# CS J12 with 15 hp



## Rediculous (May 5, 2012)

A dulphin might help, unless it's just not enough engine.


----------



## biochemken (Jul 26, 2012)

I had an Attwood hydrostabilizer on it, but took it off after it seemed to increase the amount of drag without having any real effect of getting it to plane.


----------



## freshduc (Jun 24, 2012)

a 15 hp should run that boat fine- you are pitched at the highest you can get for that motor tho. i have a 92 15hp 2 smoker- these motors are great but they dont make much hp at the bottom- might try a lower pitch with that much weight to get the rpms up sooner- i ran a 9.25 x 10 with 4 adults in a 10' zodiac and it scooted just fine- it did struggle to get on plane though. with me alone 210lbs it flew.


----------



## biochemken (Jul 26, 2012)

Thanks!


----------



## jms (Apr 21, 2011)

> I have a Carolina Skiff J12 with a 2005 Johnson 15 hp using the stock 9.5 x 11 prop on it. The skiff has middle and back benches with full front deck. I've got a trolling motor, battery, 6 gallon tank, plus gear, and my 200 lb self. Bottom line is that no matter how I shift weight around and play with the manual tilt on the motor, I can't get it to plane.
> 
> It originally had a 20 hp, but after bring at the ramp for 2 hours for the last time trying to start it, I sold it for parts and replaced it with this. Marine mechanic has been all through this motor.

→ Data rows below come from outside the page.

PR #4737, opened 2024-07-08
Resolve read-only depth/stencil inline issue

toji:
Updates the load/store algorithms to take into account that read-only depth/stencil attachments require the load/store op to not be provided.

### DIFF
--- a/spec/index.bs
+++ b/spec/index.bs
@@ -9724,6 +9724,13 @@ dictionary GPUCommandEncoderDescriptor
                 1. If |depthStencilAttachment| is not `null`:
                     1. If |depthStencilAttachment|.{{GPURenderPassDepthStencilAttachment/depthLoadOp}} is:
                         <dl class=switch>
+                            : Not [=map/exist|provided=]
+                            ::
+                                [=Assert=] that |depthStencilAttachment|.{{GPURenderPassDepthStencilAttachment/depthReadOnly}}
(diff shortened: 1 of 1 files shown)


spec/index.bs
```diff
@@ -9724,6 +9724,13 @@ dictionary GPUCommandEncoderDescriptor
                 1. If |depthStencilAttachment| is not `null`:
                     1. If |depthStencilAttachment|.{{GPURenderPassDepthStencilAttachment/depthLoadOp}} is:
                         <dl class=switch>
+                            : Not [=map/exist|provided=]
```
kainino0x, line 9727: A little redundant - maybe could be structured like

```
: "load" or not provided
::
    if not provided, assert depthReadOnly
    // or
    assert (depthReadOnly if and only if not provided)

    Ensure the contents ...
```

or something like

```
: "load" ([=assert|and=] depthReadOnly is false) or not provided ([=assert|and=] depthReadOnly is true)
::
    Ensure the contents ...
```

otherwise LGTM

kainino0x (approved):

spec/index.bs
toji: I considered that, but I don't feel like the same pattern applies to the store op, and it felt cleaner to have some symmetry between those two, even if it was a bit redundant.

kainino0x: Fair. Technically the "store" language would be correct for read-only attachments but it would be confusing without a clarification that storing doesn't change the contents (because the framebuffer memory won't have changed).

So either way LGTM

We've rebuilt the carb, run Sea Foam treatments, and aside from being low on power, runs really well.
> 
> ...




the small carolina skiffs - a little tough to plane - it's like pushing a piece of plywood through the water - smart tabs work well on these boats,to get them on plane...


"low on power" ?
could you define "low on power" ?


----------



## biochemken (Jul 26, 2012)

Sure. When I say it feels low on power, it revs with plenty of RPM's and runs great, but at WOT, it feels sluggish and won't push enough RPM's to plane. With the replies I've had so far and other research I've looked at, I have to agree that I'm over-pitched on the prop. I'm leaning towards going down an inch on the pitch and going to a 4 blade prop.


----------



## freshduc (Jun 24, 2012)

Afterschool,
I chimmed in a few days ago- I just took delivery of my 12ft fiberglass skiff on saturday.  I have been running a 9.25 x 10 on my 92 15hp evinrude with my old zodiac and was actually getting real high rpm's at WOT so I bought a solas 9.25 x 11 pitch 4 blade- when I ran the 11 pitch on my new 12' fiberglass boat i could not get it to plane with just me (210lbs) and a 3 gal gas tank (21lbs)- I was really dissapointed- couldnt get the rpms up - it just sat there and plowed- Later that day I took it back out with the 3 blade 10 pitch with with my wife, 2 kids and dog ( additional 200 lbs) and it went on plane with no problem-a little sluggish getting up but thats fully loaded and once it got up it did really well -  I was actually impressed on how well it scoots- I also ran it with just me and my oldest son (he's 50lbs) and it really moves (i would be suprised if it didnt hit high twenties) I havent tried a doel fin- the new boat is a tri hull in the front and flat midway to the back- Sounds like pitch is your problem as well- I would try a 9 pitch or if you want the top speed then a 10 with a fin on it. Hope this helps.
you can get props on ebay with free shipping for about $65


----------